$$P(x)=\frac{N!}{x!(N-x)!}\pi^x(1-\pi)^{N-x} $$
For people who are not used to mathematical formulas, this might already look intimidating. However, all we need to know right now is that this formula gives us the probability of getting x heads $P{(x)}$ (i.e. the number of ways we get x heads divided by N tosses):
Note that $\pi$ in the above formula is not the one we might know from geometry but it is simply the Greek letter for p denoting a probability here.
In this case, it is the probability of either event, heads or tails, happening on each toss so it is 50% or 0.5.
We can fill this in for the example above:
$$P(55)=\frac{100!}{55!(100-55)!}0.5^{55}(1-0.5)^{100-55}$$
Translating this formula into `R` syntax we get the following:
`factorial(100)/(factorial(55)*factorial(100-55))*0.5^55*(1-0.5)^(100-55)` = `r round(factorial(100)/(factorial(55)*factorial(100-55))*0.5^55*(1-0.5)^(100-55),2)`
However, before we said that we do not need the probability of _exactly_ 55 heads but everything that is _at least 55_. In order to answer our question how often we get _at least_ 55 heads, we could repeat the above calculation with all values from 55 up until 100 and add up the probabilities that we get.

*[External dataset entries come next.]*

PR #10307, opened 2026-02-18
Add alternative ggrastr-based rasterization for Dim/Feature Plots

### LINKED ISSUE #8225: Featureplot not generated right plot when using raster=T

YoukaiFromAccounting:
Fixes: https://github.com/satijalab/seurat/issues/8225 

Previously, when plotting with DimPlot or FeaturePlot, users are able to set the "order" flag to True, which would ensure that points with higher values (eg: cell expression levels) are plotted atop those with lower values. However, with the adoption of geom_scattermore-based rasterization, which does not support cell order within its blending algorithm, users are unable to have both a rasterized plot with correct expression-level ordering. 

This PR addresses this issue by using ggraster::geom_point_rastr; this command rasterizes the point layer into an image when rendering the plot, and importantly maintains point order based on values. Users are able to use the geom_point_rastr render within DimPlot/FeaturePlot calls by specifying both raster = T and order = T. 

Below are plots of single-cell gene expression with these changes. The left plot was generated with ``` FeaturePlot(object, features = "rho", order = T)``` and the right plot was generated with ```FeaturePlot(object, features = "rho")```. Importantly, since the number of points within these plots exceed 100k, rasterization is used by default. With our changes, the left plot uses ggrastr::geom_point_rastr and correctly orders points by expression, while the right plot continues to use geom_scattermore and fails to order points correctly (many cells with high expression are hidden).

image

Reproducible example:

```
library(Seurat)
library(SeuratData)
library(ggrastr)
library(ggplot2)

InstallData("stxBrain")
brain <- LoadData("stxBrain", type = "anterior1")

brain <- SCTransform(brain, assay = "Spatial", verbose = FALSE)
brain <- RunPCA(brain, assay = "SCT", verbose = FALSE)

p1 <- FeaturePlot(brain, features = "Hpca", pt.size = 3, raster = T, order = T)
p2 <- FeaturePlot(brain, features = "Hpca", pt.size = 3, raster = T)
p1 + p2
```

### DIFF
--- a/DESCRIPTION
+++ b/DESCRIPTION
@@ -1,5 +1,5 @@
 Package: Seurat
-Version: 5.4.0.9011
+Version: 5.4.0.9012
 Title: Tools for Single Cell Genomics
 Description: A toolkit for quality control, analysis, and exploration of single cell RNA sequencing data. 'Seurat' aims to enable users to identify and interpret sources of heterogeneity from single cell transcriptomic measurements, and to integrate diverse types of single cell data. See Satija R, Farrell J, Gennert D, et al (2015) <doi:10.1038/nbt.3192>, Macosko E, Basu A, Satija R, et al (2015) <doi:10.1016/j.cell.2015.05.002>, Stuart T, Butler A, et al (2019) <doi:10.1016/j.cell.2019.05.031>, and Hao, Hao, et al (2020) <doi:10.1101/2020.10.12.335331> for more details.
 Authors@R: c(
--- a/R/visualization.R
+++ b/R/visualization.R
@@ -8654,6 +8654,16 @@ SingleDimPlot <- function(
   raster = NULL,
   raster.dpi = NULL
 ) {
+  # IF both raster and order are TRUE, points are plotted with ggraster::geom_point_rast to maintain 
+  # correct ordering of points
+  if (isTRUE(raster) && isTRUE(order)){
+    # Check if ggrastr installed correctly
+    if (!is.null(x = raster) && isTRUE(x = raster)){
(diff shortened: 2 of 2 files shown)


anashen (approved):
Thanks @YoukaiFromAccounting - changes look good.

EduardAnsaldo:
The new code works to fix the order, however it ignores the 'raster.dpi' parameter if I'm not mistaken. Adding it as a dpi parameter to the ggrastr::rasterize calls should restore the correct dpi behavior.

pormr:
> The new code works to fix the order, however it ignores the 'raster.dpi' parameter if I'm not mistaken. Adding it as a dpi parameter to the ggrastr::rasterize calls should restore the correct dpi behavior.

@EduardAnsaldo ggrastr's `dpi` parameter is one-dimensional compared to `raster.dpi` in `SingleDimPlot()`, which is a two-dimensional vector (corresponding to `pixels` in `scattermore::geom_scattermore()`). It seems a little confusing, but it's in accordance with the document.

https://github.com/satijalab/seurat/blob/79c466c0e61e89aa299ee767fec3b69afda47301/R/visualization.R#L8727-L8728

PR #10329, opened 2026-03-13
Warning message for reference SCT model counts correction

### LINKED ISSUE #10304: SCTransform with reference.SCT.model and UMI correction
Hi,
I realized that when using SCTransform using a reference model (using `reference.SCT.model`), the UMI counts, and the normalized `data` slot is not corrected even if we use the option do.correct.umi=TRUE. The lines responsible of this behaviour are 
[here](https://github.com/satijalab/seurat/blob/1693636c68cc9e2fcd495da2f8df58ec75e60d6c/R/preprocessing.R#L4160-L4161).
This is misleading when doing downstream analysis, e.g. Using AddModuleScore on the SCTransform normalized `data`, regarding in this case, the `data` slot of SCTTransform assay is not normalized at all.

Thank you for your help, and for this great package and continuous maintenance.

mccormickceci:
Adding a warning message so that users know if they use a reference SCT model we will hard set do.correct.umi to FALSE. We do this since count correction across models is not statistically sound, but we will send a message so that users know their counts will not be corrected.

### DIFF
--- a/R/preprocessing.R
+++ b/R/preprocessing.R
@@ -4160,6 +4160,9 @@ SCTransform.Assay <- function(
   if (!is.null(reference.SCT.model)){
     do.correct.umi <- FALSE
     do.center <- FALSE
+    message(
+      "NOTE:A reference SCT model was provided, therefore counts are NOT corrected (Regardless of argument passed to do.correct.umi)"
+    )
   }
 
   umi <- GetAssayData(object = object, layer = 'counts')
--- a/R/preprocessing.R
+++ b/R/preprocessing.R
@@ -4160,8 +4160,8 @@ SCTransform.Assay <- function(
   if (!is.null(reference.SCT.model)){
     do.correct.umi <- FALSE
     do.center <- FALSE
-    message(
-      "NOTE:A reference SCT model was provided, therefore counts are NOT corrected (Regardless of argument passed to do.correct.umi)"
+    warning(
+      "A reference SCT model was provided, therefore counts are NOT corrected (Regardless of argument passed to do.correct.umi)"
     )
   }
 


anashen (changes requested):
@mccormickceci Thanks for the PR! Can you use `warning` instead of `message`? You can also remove the "NOTE:" prefix in the warning text.

anashen (approved):

anashen:
Just noting here that one of the tests in `test_integration.R` now gives this warning - we should consider modifying it to catch and expect this.

```
Warning ('test_integration.R:307:3'): FindTransferAnchors with default SCT works
A reference SCT model was provided, therefore counts are NOT corrected (Regardless of argument passed to do.correct.umi)
Backtrace:
     ▆
  1. └─Seurat::FindTransferAnchors(...) at test_integration.R:307:3
  2.   └─Seurat:::ValidateParams_FindTransferAnchors(...) at seurat/R/integration.R:779:3
  3.     ├─Seurat::SCTransform(...) at seurat/R/integration.R:6101:7
  4.     └─Seurat:::SCTransform.Seurat(...) at seurat/R/generics.R:761:3
  5.       ├─Seurat::SCTransform(...) at seurat/R/preprocessing.R:4274:3
  6.       └─Seurat:::SCTransform.StdAssay(...) at seurat/R/generics.R:761:3
  7.         └─base::lapply(...) at seurat/R/preprocessing5.R:1150:3
  8.           └─Seurat (local) FUN(X[[i]], ...)
  9.             ├─Seurat::SCTransform(...) at seurat/R/preprocessing5.R:1154:7
 10.             └─Seurat:::SCTransform.Assay(...) at seurat/R/generics.R:761:3
 ```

For example we could do this with a for-loop:
```{r p_binom_manual}
# first we write a function that calculates the probability for each number so we can call it in a loop
pbinom2 <- function(N, x, p){
factorial(N)/(factorial(x)*factorial(N-x))*p^x*(1-p)^(N-x)
}
tosses_55to100 <- c(55:100) # we define the amount of heads that we want to check for (all bigger than or equal to 55)
probs <- c() # we will make an empty collection that we will add the results for each number of heads to
for(i in tosses_55to100){
probs <- append(probs, pbinom2(100,i,.5))
}
print(probs[1:10])
```
Now we got all the probabilities for each of the amounts of heads that we are interested in.
By summing them up we get what we need - the probability of getting at least 55 heads in 100 tosses, `sum(probs)` = `r round(sum(probs), 2)` or `r round(sum(probs), 2)*100` percent.